A better standard for social housing repairs is to be introduced in Northampton from 2015 to help combat tenant horror stories of homes ‘destroyed’ by maintenance.
From January 5, 2015, the current borough council managed stock of social housing will transfer over to an Arms Length Management Organisation (ALMO) that will maintain the properties.
All Northampton’s social homes are currently maintained to the Government-set Decent Homes standard, which states that homes should be in a ‘reasonable’ state of repair and ‘reasonably modern’.
Last month however, 56 tenants in Northampton complained that ‘upgrades’ to their property by contractors had actually left them in a worse state than before.
Speaking to the St James Residents’ Association last week, Jim Mitchell, of consultancy firm, Peers, which is overseeing the ALMO implementation, said a new Northampton standard would help to stop poor repair work.
He said: “The ALMO promises to improve management quality, especially when it comes to ‘decent’ homes.
“People’s houses have been left virtually destroyed rather than improved so we are creating our own standard.”

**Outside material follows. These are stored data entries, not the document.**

Issue #1968, opened 2017-03-02
Exports with rollup sheets break on JSON data


stellanl:
The logic for creating geographical rollup sheets does not handle JSON responses well.
They also expose a bug in GraphicalSurveySummaryExporter.
The try-again loop at L1426 is broken, since it tests for existence of a different sheet name than it then uses to create a new one with...

stellanl:
Test plan: From akvoflow-17, run a report on 
OXFAM WASH > Post Ebola Public Health Units > Post Ebola Public Health Units RNA -> form ID: 170300001
You should a: get a report, and b: see that the Spreadsheet sheets have JSON-less names

janagombitova:
Implementation passes test plan 👍

janagombitova:
Checked also on the original survey that cause the problem (made a copy of it in uat) and all works fine now 👍 👍

PR #1969, opened 2017-03-02
[#1968]Extract JSON content; test the same name that would be created (Connect #1968)

stellanl:
#### The solution
a. Strip the Json from the answers when they are inserted into the rollup list
b. Test with the same sheet name that we will use to create if it does not exist.

## Checklist
* [x] Connect the issue
* [x] Test plan
* [x] Copyright header
* [ ] Code formatting
* [ ] Documentation


stellanl:
Actually, i think this is complete. DataUtils.jsonResponsesToPipeSeparated() returns an empty string if the argument is not JSON, and I test for that.

Issue #2694, opened 2018-06-08
Stop using backends on GAE


muloem:
[Backends](https://cloud.google.com/appengine/docs/standard/java/backends/) is a deprecated feature that we currently use as a second copy of our application with a different scaling configuration.  However, we use it in  a few select cases that can be optimised such that we do not need an instance with more processing power and longer execution times.

Parent of #2968 
Parent of #2969
Parent of #2970 
Parent of #2971
Parent of #2972

stellanl:
Backends are mentioned in build.xml for update and rollback targets.

It is configured in WEB-INF/backends.xml :
<backends>
	<backend name="dataprocessor">
		<class>B2</class>
		<instances>1</instances>
		<options>
			<dynamic>true</dynamic>
		</options>
	</backend>
</backends>

stellanl:
Backends are called from a number of classes.
The URLs are:
com.gallatinsystems.survey.dao.CascadeNodeDao.deleteRecursive(Long, Long)  and
com.gallatinsystems.survey.dao.CascadeResourceDao.delete(CascadeResource) :
 /app_worker/dataprocessor?action=deleteCascadeNodes

com.gallatinsystems.survey.dao.SurveyUtils.copySurvey(Survey, SurveyDto) :
 /app_worker/dataprocessor?action=copySurvey

org.waterforpeople.mapping.app.web.rest.QuestionGroupRestService.copyGroup(QuestionGroupDto)
 /app_worker/dataprocessor?action=copyGroup

org.waterforpeople.mapping.app.web.RawDataRestServlet.handleRequest(RestRequest) L375
 /app_worker/dataprocessor?action=rebuildQuestionSummary (IF backendpublish property set)

org.waterforpeople.mapping.app.web.SurveyAssemblyServlet.handleRequest(RestRequest)
  /app_worker/dataprocessor?action=assembleSurvey (IF backendpublish property set AND >80 questions)

stellanl:
Interestingly, the importRemoteSurvey action takes a very long time (I find several examples very near the 600s/10 minutes allowed on a task queue on uat1)  but is not sent to a backend by 
org.waterforpeople.mapping.app.web.TestHarnessServlet.doGet(), just to the default task queue.

stellanl:
To eat this elephant we will divide it into smaller piece; creating separate issues for them.

PR #3014, opened 2019-03-18
Remove backends deployment configuration and deployment code (connect #2694)

muloem:
#### The solution
* We will no longer be using the backends so we remove the configuration and deployment code

## Checklist
* [ ] Connect the issue
* [ ] Test plan
* [ ] Copyright header
* [ ] Code formatting
* [ ] Documentation


stellanl:
Maybe it should go from build.xml, too

muloem:
We never use the build.xml anymore right? Maybe we leave it in there and clear out the entire build file in a different issue?

Issue #3034, opened 2019-03-29
remove ruby build for public site


finnfiddle:
currently the `AssetfilePublic` AND webpack are overlapping certain build tasks - and we need to remove the former

PR #3045, opened 2019-04-03
remove ruby build for public site #3034

finnfiddle:
Webpack and rake were running in parallel to build the public site static assets. 
#### The solution
Needed to remove the ruby element.
## Checklist
* [ ] Connect the issue
* [ ] Test plan
* [ ] Copyright header
* [ ] Code formatting
* [ ] Documentation


finnfiddle:
I know theres a lot going on here. I had to completely rework the webpack setup. Happy to explain when you have time

finnfiddle:
@muloem the minified bundle is just less than 1MB. Normally, this is an acceptable for people with a normal connection. I dont think we will be able to bring it down much more than this but what we can look at is splitting the bundle up into smaller bundles - one for each page for example

PR #3072, opened 2019-04-17
Issue/3015 fix linting

finnfiddle:
Client-side code was not being linted - ie no styleguide enforced, syntax errors slipping through.
#### The solution
Enforce eslint in the build and in a pre-commit git hook.
## Checklist
* [ ] Connect the issue
* [ ] Test plan
* [ ] Copyright header
* [ ] Code formatting
* [ ] Documentation


Dashboard/app/js/lib/controllers/data-controllers.js
```diff
@@ -293,85 +311,90 @@ FLOW.questionAnswerControl = Ember.ArrayController.create({
...
-			}
-			allResponses.push(groupResponses);
-			groupResponses = [];
-			answersInGroup = [];
-		}
-		return Ember.A(allResponses);
-	  }
-	return content;
-  }),
+    'FLOW.questionContol.content.isLoaded',
```
muloem: I think we can leave this one out since its duplicated.
```suggestion
```

Dashboard/app/js/lib/controllers/permissions.js
```diff
@@ -36,106 +37,106 @@ FLOW.permControl = Ember.Controller.create({
...
     }
-    return permissions && permissions.indexOf("DATA_UPDATE") > -1;
+    return permissions && permissions.indexOf('DATA_UPDATE') > -1;
   },
 
-  canManageDevices: Ember.computed(function () {
-    var currentUserPermissions = FLOW.currentUser.get('pathPermissions');
-    for (var perms in currentUserPermissions) {
-      if (currentUserPermissions[perms].indexOf("DEVICE_MANAGE") > -1) {
+  canManageDevices: Ember.computed(() => {
```
muloem: In some cases I see `function () {}` replaced like here and in other cases not...

finnfiddle: @muloem can you show me an example?

Dashboard/app/js/lib/controllers/survey-controllers.js
```diff
@@ -224,180 +218,170 @@ FLOW.projectControl = Ember.ArrayController.create({
...
+    });
+
     return false;
   },
 
   /* Computed properties */
-  breadCrumbs: Ember.computed(function() {
-    var result = [];
-    var currentProject = this.get('currentProject');
+  breadCrumbs: Ember.computed(function () {
```
muloem: @finnfiddle like here..

finnfiddle: @muloem so the answer is that it depends whether `this` has been used inside the function. Inside normal es5 functions `this` refers to the function itself, but in arrow functions `this` refers to the context that the function was defined in. Eg:
```
var self = this;
function oldSchool() {
  assert(this === self, false);
}
const newSchool = () => {
  assert(this === self, true);
}
```
Its called lexical scoping if you want to read up on it: https://hackernoon.com/javascript-es6-arrow-functions-and-lexical-this-f2a3e2a5e8c4

So Eslint has automatically converted the ones it can to arrow functions and the other contain `this` it has left as is.

finnfiddle: can I resolve @muloem?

While the borough council will continue to own all its housing stock from 2015, the ALMO will be responsible for managing premises, dealing with complaints, collecting rents and for contracting repairs among its remit.
Work is now beginning to set up a management board, which will include five housing tenants, five borough councillors, four independents and two council staff.
It will be up to the board to decide what the ‘Northampton standard’ entails, though Mr Mitchell said the criteria could be that repairs are made ‘good’ as opposed to the current ‘reasonable’ standard.
He added that early plans included giving tenants who make applications for repairs a reference number so they can keep track of where they are on the waiting list.